- EXERCISE MATERIALS:

PR #12359, opened 2026-01-08
Virtual ChunkStore 1: shallow GC

teh-cmc:
## Broadly

This PR is the first in a series of incremental steps towards implementing a `ChunkStore` and in-memory query stack that fully support the notion of virtual/offloaded chunks.

Virtual/Offloaded chunks, as opposed to physical/loaded chunks, are chunks that are not currently loaded in local volatile memory. This can happen either because they were merely referenced by an RRD manifest but never actually loaded (aka `insert_rrd_manifest`, which will be introduced in a follow up), or simply because they were evicted by garbage collection.

The end goal we're aiming for is that a local `ChunkStore` should always be capable of answering the queries (latestat/range/dataframe) that are coming its way, regardless of whether the required data is still available locally at the time of the query.
When the data is not available, the query result should indicate so, and specify which bits of data must be downloaded first in order to compute the correct results for this query.
It is the responsibility of the caller to fetch that data however they wish: the store itself never performs any kind of IO.

## This PR

This PR introduces the first traces of the virtual/offloaded vs. physical/loaded terminology and in particular overhauls the garbage collector implementation so that it never clears the local chunk indices, effectively turning these previously physical indices into virtual ones instead.
A nice side effect of this is that the GC is now substantially faster, but virtue of having much less work to do.

This should work great both for legacy as well Redap-powered data paths:
* For Redap-based data paths, everything from the time panel to the store is aware of the RRD manifest and knows how to keep track of things.
* For legacy data paths, e.g. loading a file straight into the viewer without going through a Redap interface, things will still work fine because, even though the store indices advertise more data than there is, the time panel is still updated via the GC store events and therefore will not even try to query that data anyway.

---

TODO:
* [x] Try this out with an OSS server loading a giant recording with low memory limit
* [x] Try this out with by legacy-loading a giant recording with low memory limit

### DIFF
--- a/pixi.lock
+++ b/pixi.lock
@@ -5,8 +5,6 @@ environments:
     - url: https://conda.anaconda.org/conda-forge/
     indexes:
     - https://pypi.org/simple
-    options:
-      pypi-prerelease-mode: if-necessary-or-explicit
     packages:
       linux-64:
       - conda: https://conda.anaconda.org/conda-forge/linux-64/_libgcc_mutex-0.1-conda_forge.tar.bz2
@@ -21,12 +19,14 @@ environments:
       - conda: https://conda.anaconda.org/conda-forge/linux-64/binutils-2.44-h4852527_1.conda
       - conda: https://conda.anaconda.org/conda-forge/linux-64/binutils_impl_linux-64-2.44-h4bf12b8_1.conda
       - conda: https://conda.anaconda.org/conda-forge/linux-64/binutils_linux-64-2.44-h4852527_1.conda
+      - conda: https://conda.anaconda.org/conda-forge/linux-64/brotli-python-1.2.0-py311h66f275b_1.conda
       - conda: https://conda.anaconda.org/conda-forge/linux-64/buf-1.57.0-ha8f183a_0.conda
       - conda: https://conda.anaconda.org/conda-forge/linux-64/bzip2-1.0.8-hda65f42_8.conda
       - conda: https://conda.anaconda.org/conda-forge/linux-64/c-ares-1.34.5-hb9d3cd8_0.conda
       - conda: https://conda.anaconda.org/conda-forge/linux-64/c-compiler-1.6.0-hd590300_0.conda
       - conda: https://conda.anaconda.org/conda-forge/noarch/ca-certificates-2025.8.3-hbd8a1cb_0.conda
       - conda: https://conda.anaconda.org/conda-forge/linux-64/cairo-1.18.4-h3394656_0.conda
+      - conda: https://conda.anaconda.org/conda-forge/linux-64/cffi-2.0.0-py311h5b438cf_0.conda
       - conda: https://conda.anaconda.org/conda-forge/linux-64/clang-16-16.0.6-default_hddf928d_15.conda
       - conda: https://conda.anaconda.org/conda-forge/linux-64/clang-16.0.6-default_hfa515fb_15.conda
       - conda: https://conda.anaconda.org/conda-forge/linux-64/clang-format-16-16.0.6-default_hddf928d_15.conda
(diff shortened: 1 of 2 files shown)


crates/store/re_chunk_store/src/drop_time_range.rs
teh-cmc, line 1: no semantic changes, just adapting to the new `remove_chunks` definition

crates/store/re_chunk_store/src/stats.rs
teh-cmc, line 1: Stats only account for physically loaded data.

crates/store/re_chunk_store/src/store.rs
```diff
@@ -420,32 +433,64 @@ pub struct ChunkStore {
...
-    /// All [`ChunkId`]s currently in the store, indexed by the smallest [`RowId`] in each of them.
+    /// All *physical* [`ChunkId`]s currently in the store, indexed by the smallest [`RowId`] in
+    /// each of them.
     ///
     /// This is effectively all chunks in global data order. Used for garbage collection.
+    ///
+    /// During garbage collection, physical chunks are offloaded from memory and become virtual
+    /// chunks instead. At the same time, their IDs are removed from this set, which is how we
+    /// distinguish virtual from physical chunks.
     pub(crate) chunk_ids_per_min_row_id: BTreeMap<RowId, ChunkId>,
```
teh-cmc, line 456: These 2 indices are the core of it all: they are the only purely physical indexes (i.e. they are the only remaining things actually affected by garbage collection). It's thanks to them that we know what is or isn't virtual in the first place.

crates/store/re_log_encoding/src/rrd/footer/instances.rs
teh-cmc, line 1: unrelated fix that was never backported from the `project/larger-than-ram` branch

crates/store/re_chunk_store/src/gc.rs
teh-cmc, line 1: This big overhaul can be summarized to: do less, much less.

Instead of tracking down every single index that refers to a chunk being dropped, there is now only 2 that we care about, and they are very simple to access.

crates/store/re_entity_db/src/entity_db.rs
```diff
@@ -666,14 +666,20 @@ impl EntityDb {
...
             // (e.g. when paused in the live camera example).
             // To be perfect it would need margins (because of latest-at), i.e. we would need to know
             // exactly how far back the latest-at is of each component at the current time…
             // …but maybe it doesn't have to be perfect.
+            //
+            // NOTE: This will only apply if the GC is forced to fall back to row ID based collection,
+            // otherwise timestamp-based collection will ignore it.
             protected_time_ranges: Default::default(),
 
             furthest_from: time_cursor.map(|(timeline, time)| (*timeline.name(), time)),
```
teh-cmc, line 685: We should really disable `furthest_from` when loading via a legacy path @emilk, it's just a horrible experience because the cursor lags behind on the left of the time panel, all while data gets loaded at high speed on right, only to immediately get garbage collected away because the cursor is all the way to the left, and then ofc there's no way to re-fetch it later :melting_face: 

(I guess that's not so much of a problem when the thing starts in "rightmost mode" (I forgot what we call it), but that's not the case with a file off of a disk, it seems)

teh-cmc:
@rerun-bot full-check

crates/store/re_chunk_store/src/gc.rs
```diff
@@ -307,438 +322,108 @@ impl ChunkStore {
...
-
-            for chunk in
-                chunks_in_priority_order.filter(|chunk| !protected_chunk_ids.contains(&chunk.id()))
-            {
-                if options.is_chunk_temporally_protected(&chunk) {
-                    continue;
-                }
-
+                // `find_all_protected_physical_chunk_ids` is rather expensive so make sure we only
+                // compute it if we couldn't find enough chunks to remove already.
```
emilk, line 340: nice

emilk (approved):
Super!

- YOUR GOAL: Retype exactly the lines from the first line of the records above through the line containing "This PR is the", both included, and nothing else.

- RESPONSE BOX:
PR #12359, opened 2026-01-08
Virtual ChunkStore 1: shallow GC

teh-cmc:
## Broadly

This PR is the first in a series of incremental steps towards implementing a `ChunkStore` and in-memory query stack that fully support the notion of virtual/offloaded chunks.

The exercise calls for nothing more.